Environmental group releases report on the cost of water here
Living on Long Island, it can sometimes be easy to grow frustrated with taxes and fees, but a recent study shows that Riverhead charges less than most other towns for at least one utility: water.
The Riverhead Water District was ranked No. 10 on a list of Long Island’s least expensive water districts and third among districts in Suffolk County, according to analysis from Citizens Campaign for the Environment.
The average annual cost of water for a Riverhead resident is $331, the environmental advocacy group reported. That’s about $40 less per year, for example, than residents of nearby Hampton Bays pay.
The CCE study compared the cost of water in the 48 water districts throughout Nassau and Suffolk counties. Annual estimates were based on the average monthly water usage for a family of four in the U.S. — approximately 10,000 gallons, executive director Adrienne Esposito said.

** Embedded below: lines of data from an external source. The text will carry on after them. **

PR #494, opened 2022-01-14
Fix loading models from MlflowCatalog

eddyxu:
With this PR, Rikai supports to directly run `SELECT ML_PREDICT(model, image)` over an existing model from mlflow.

### DIFF
--- a/python/rikai/spark/sql/codegen/mlflow_registry.py
+++ b/python/rikai/spark/sql/codegen/mlflow_registry.py
@@ -224,7 +224,8 @@ class MlflowRegistry(Registry):
 
     def get_options(self, spec, run):
         options = run.data.params
-        options.update(spec.get("options", {}))
+        if spec.get("options", {}):
+            options.update(spec.get("options"))
         return options
 
     def get_model_version(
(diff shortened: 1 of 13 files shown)


python/rikai/spark/sql/codegen/mlflow_registry.py
```diff
@@ -224,7 +224,8 @@ def get_model_conf(self, spec, run):
 
     def get_options(self, spec, run):
         options = run.data.params
-        options.update(spec.get("options", {}))
+        if spec.get("options", {}):
```
changhiskhan, line 227: nit: why the change here?

changhiskhan (approved):

python/rikai/spark/sql/codegen/mlflow_registry.py
eddyxu: `spec` now is passed by jvm to python for the jdbc change, which is possible to be serialized as `{"options": None}` now. 

It was originally handled by the jvm code when passing through `py4j` to change `None` to `{}`.

PR #495, opened 2022-01-15
Temporarily Disable CREATE MODEL on MlflowRegistry

eddyxu:
We've discovered that the current implement of `CREATE MODEL` using `MlflowRegistry` does not register a valid / runnable model into Mlflow. Lets disable this functionality, and find a workable design for 0.2.


eddyxu:
Filed #496 to track the improvement for 0.2

changhiskhan (approved):

PR #502, opened 2022-01-18
Fix a bug that prevents to use ML_PREDICT in multiple SparkSessions

### LINKED ISSUE #497: [BUG] Undefined function when running ML_PREDICT with a re-connected jdbc connection
### Problem:

Use `beeline` to reconnect to the ThriftServer the second time, `ML_PREDICT` can not resolve the function to render 

```
0: jdbc:hive2://localhost:10001> select ml_predict(ssd, image) as det from (select image from coco limit 1);
Error: org.apache.hive.service.cli.HiveSQLException: Error running query: org.apache.spark.sql.AnalysisException: Undefined function: 'Some(ssd)_Stream(Y, ?)_post'. This function is neither a registered temporary function nor a permanent function registered in the database 'default'.; line 1 pos 7
	at org.apache.spark.sql.hive.thriftserver.SparkExecuteStatementOperation.org$apache$spark$sql$hive$thriftserver$SparkExecuteStatementOperation$$execute(SparkExecuteStatementOperation.scala:361)
	at org.apache.spark.sql.hive.thriftserver.SparkExecuteStatementOperation$$anon$2$$anon$3.$anonfun$run$2(SparkExecuteStatementOperation.scala:263)
	at scala.runtime.java8.JFunction0$mcV$sp.apply(JFunction0$mcV$sp.java:23)
	at org.apache.spark.sql.hive.thriftserver.SparkOperation.withLocalProperties(SparkOperation.scala:78)
	at org.apache.spark.sql.hive.thriftserver.SparkOperation.withLocalProperties$(SparkOperation.scala:62)
	at org.apache.spark.sql.hive.thriftserver.SparkExecuteStatementOperation.withLocalProperties(SparkExecuteStatementOperation.scala:43)
	at org.apache.spark.sql.hive.thriftserver.SparkExecuteStatementOperation$$anon$2$$anon$3.run(SparkExecuteStatementOperation.scala:263)
	at org.apache.spark.sql.hive.thriftserver.SparkExecuteStatementOperation$$anon$2$$anon$3.run(SparkExecuteStatementOperation.scala:258)
	at java.security.AccessController.doPrivileged(Native Method)
	at javax.security.auth.Subject.doAs(Subject.java:422)
	at org.apache.hadoop.security.UserGroupInformation.doAs(UserGroupInformation.java:1730)
	at org.apache.spark.sql.hive.thriftserver.SparkExecuteStatementOperation$$anon$2.run(SparkExecuteStatementOperation.scala:272)
	at java.util.concurrent.Executors$RunnableAdapter.call(Executors.java:511)
	at java.util.concurrent.FutureTask.run(FutureTask.java:266)
	at java.util.concurrent.ThreadPoolExecutor.runWorker(ThreadPoolExecutor.java:1149)
	at java.util.concurrent.ThreadPoolExecutor$Worker.run(ThreadPoolExecutor.java:624)
	at java.lang.Thread.run(Thread.java:748)
```

The query that I run in both `beeline` sessions

```
SELECT ML_PREDICT(ssd, image) FROM (SELECT image FROM coco LIMIT 1);
```

The issue went away if i restart the spark thriftserver

### Environments

* Spark 3.1.2
* Python 3.7
* Java 1.8
* Dataset: Coco
* MlflowCatalog @ Rikai 0.0.21

eddyxu:
Closes #497 

This PR changes the model resolving from the ast parsing stage to the naming resolving stage. The bug was due to there are mulitiple spark sessions, while the JIT-ed model runner udfs were only registered to one of the SparkSession.


src/test/scala/ai/eto/rikai/sql/model/mlflow/SparkSessionWithMlflow.scala
```diff
@@ -57,7 +63,18 @@ trait SparkSessionWithMlflow extends LazyLogging with BeforeAndAfterAll {
...
 
-  private[mlflow] def clearModels(): Unit = {
+  override def beforeEach(): Unit = {
+    super.beforeEach()
+    run = mlflowClient.client.createRun()
+  }
+
+  override def afterEach(): Unit = {
+    mlflowClient.client.deleteRun(run.getRunId)
+    clearModels()
```
changhiskhan, line 73: Ok is the purpose of this test class so we can do the required setup/teardown?

src/main/scala/ai/eto/rikai/sql/spark/RikaiSparkSessionExtensions.scala
```diff
@@ -14,12 +16,90 @@
...
+}
+import org.apache.spark.sql.catalyst.plans.logical.LogicalPlan
+import org.apache.spark.sql.catalyst.rules.Rule
 import org.apache.spark.sql.rikai.expressions.{Area, IOU}
+import org.apache.spark.sql.{SparkSession, SparkSessionExtensions}
+
+private class MlPredictRule(val session: SparkSession)
+    extends Rule[LogicalPlan] {
+
+  val catalog = Catalog.getOrCreate(session)
```
changhiskhan, line 41: nit: call this modelCatalog so it's explicit (i.e., not the hive catalog) without having to look through the imports?

changhiskhan (approved):
ok so the idea is we do this during logical plan optimization phase where we can register the model udf if it's not already found?

eddyxu:
> ok so the idea is we do this during logical plan optimization phase where we can register the model udf if it's not already found?

yes, that's right. So for some reason, when starts SparkSession with the thrift server, parser / analyzer and exeuction are not necessary in the same SparkSession instance. Here, we make sure that the udfs are registered to the SparkSession which will execute the model.

A few optimizations can be done, i.e., cache the byte code of udfs and etc, to reduce the model loading time. We can put them into backlog for now.

src/test/scala/ai/eto/rikai/sql/model/mlflow/SparkSessionWithMlflow.scala
eddyxu: It clears mlflow as well as the Hive Catalog to a clean state.

src/main/scala/ai/eto/rikai/sql/spark/RikaiSparkSessionExtensions.scala
eddyxu: will do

Ms. Esposito said many water districts, including Riverhead, separate the costs of infrastructure and water treatment on taxpayer’s bills. Both contribute to the overall cost of water, she said.
Riverhead Supervisor Laura Jens-Smith said the community has been proactive in conserving water during summer months, the peak usage season for the water district.
According to the Riverhead Water District, it operates all 17 wells during peak season and only uses four during the winter period. This increase in summer months can be attributed to lawn irrigation systems, Ms. Jens-Smith said.
“If everybody turns their sprinkler on Monday at 3 o’clock in the morning, it drains the wells down, and because it’s activated by pressure, it takes a while for the wells to build back up over the next 24 hours,” she said. “By some people not irrigating during the summer, or some people irrigating during off-times, it helps the tanks stay level and makes them the most efficient.”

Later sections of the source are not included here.